Exercise data -
PR #232, opened 2019-04-30
tests: Fix a -Wsign-compare warning

pwithnall:
`num_bytes_read` has already been checked for negativity, so it’s safe
to cast it and treat it as unsigned in the later comparison.

Signed-off-by: Philip Withnall <withnall@endlessm.com>

https://phabricator.endlessm.com/T26444

### DIFF
--- a/tests/daemon/test-daemon.c
+++ b/tests/daemon/test-daemon.c
@@ -243,7 +243,7 @@ append_bytes (GPollableInputStream *pollable_input_stream,
     g_pollable_input_stream_read_nonblocking (pollable_input_stream,
                                               destination, num_bytes_remaining,
                                               NULL /* GCancellable */, &error);
-  if (num_bytes_read == -1)
+  if (num_bytes_read < 0)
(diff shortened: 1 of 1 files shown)


tests/daemon/test-daemon.c
```diff
@@ -252,7 +252,7 @@ append_bytes (GPollableInputStream *pollable_input_stream,
 
   guint new_length = byte_array->len + num_bytes_read;
   g_byte_array_set_size (byte_array, new_length);
-  return num_bytes_read == num_bytes_remaining;
+  return (gsize) num_bytes_read == num_bytes_remaining;
```
wjt: I always have to look up the precedence of casts versus other operators. I sometimes write:

```suggestion
  return num_bytes_remaining == (gsize) num_bytes_read;
```

but I think this might fall under "if you have been writing C for ten years and still can't remember this simple fact, perhaps this is one of the few cases where C is not at fault" :p

PR #234, opened 2019-09-06
policy: Add action for eos-write-location

ptomato:
This allows eos-write-location to be run without prompting for admin
access. eos-write-location is a downstream script that is part of
gnome-initial-setup, which is used to save information about the Endless
Solutions deployment that a machine belongs to.

https://phabricator.endlessm.com/T27710

### DIFF
--- a/data/com.endlessm.Metrics.policy
+++ b/data/com.endlessm.Metrics.policy
@@ -48,4 +48,15 @@
     </defaults>
   </action>
 
+  <action id="com.endlessm.Metrics.WriteLocation">
+    <description>Write file describing Solutions deployment location</description>
+    <message>Authentication is required to set up metrics</message>
+    <defaults>
+      <allow_any>auth_admin</allow_any>
+      <allow_inactive>auth_admin</allow_inactive>
+      <allow_active>yes</allow_active>
+    </defaults>
+    <annotate key="org.freedesktop.policykit.exec.path">/usr/lib/gnome-initial-setup/eos-write-location</annotate>
+  </action>
+
 </policyconfig>


data/com.endlessm.Metrics.policy
```diff
@@ -48,4 +48,15 @@
     </defaults>
   </action>
 
+  <action id="com.endlessm.Metrics.WriteLocation">
+    <description>Write file describing Solutions deployment location</description>
+    <message>Authentication is required to set up metrics</message>
+    <defaults>
+      <allow_any>auth_admin</allow_any>
+      <allow_inactive>auth_admin</allow_inactive>
+      <allow_active>yes</allow_active>
```
wjt: “All active administrators can `mv` an arbitrary file to `/etc` and make it world-readable without authentication” seems quite a broad policy. (I eyeballed `/usr/lib/gnome-initial-setup/eos-write-location` and it doesn't quote the argument to `mv` so actually it's even broader: "pass arbitrary arguments to `mv` so long as the last one is `/etc/metrics/location.conf`".)

ptomato: I guess I wasn't thinking very clearly when I wrote this.

But this does bring me back to the question I raised in https://phabricator.endlessm.com/T27710#750975 where I don't understand why any user other than gnome-initial-setup needs to be able to do this.

I suppose it'd be better on the whole to make the file private to eos-event-recorder-daemon and add a DBus method to set the deployment ID instead of the eos-write-location script. I'll try to work on that after solving the freezing issue.

wjt: Are you certain that any user other than gnome-initial-setup **is** trying to run this?

ptomato: That was what the error message said in the first place: `Authenticating as test,,, (test)`, where `test` was Izzy's username

wjt: That doesn't mean that `test` is trying to run the command, only that it is `test` who is being asked to approve it. If you run `pkexec id` as an unprivileged user, eg `shared`, you'll get a polkit prompt for an (arbitrarily-picked?) non-system admin user. Since this call to `pkexec` happens after the user account is created, polkit picks the only non-system admin user, namely `test` which was just created.

ptomato: That clarifies things a lot, I would never have guessed that the answer to running pkexec as a non-admin user is not "no" but "well here, have a random admin user, maybe you know their password"!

Activity - Filter the entries above down to the lines that contain the word "opened".

Your solution -
PR #232, opened 2019-04-30
PR #234, opened 2019-09-06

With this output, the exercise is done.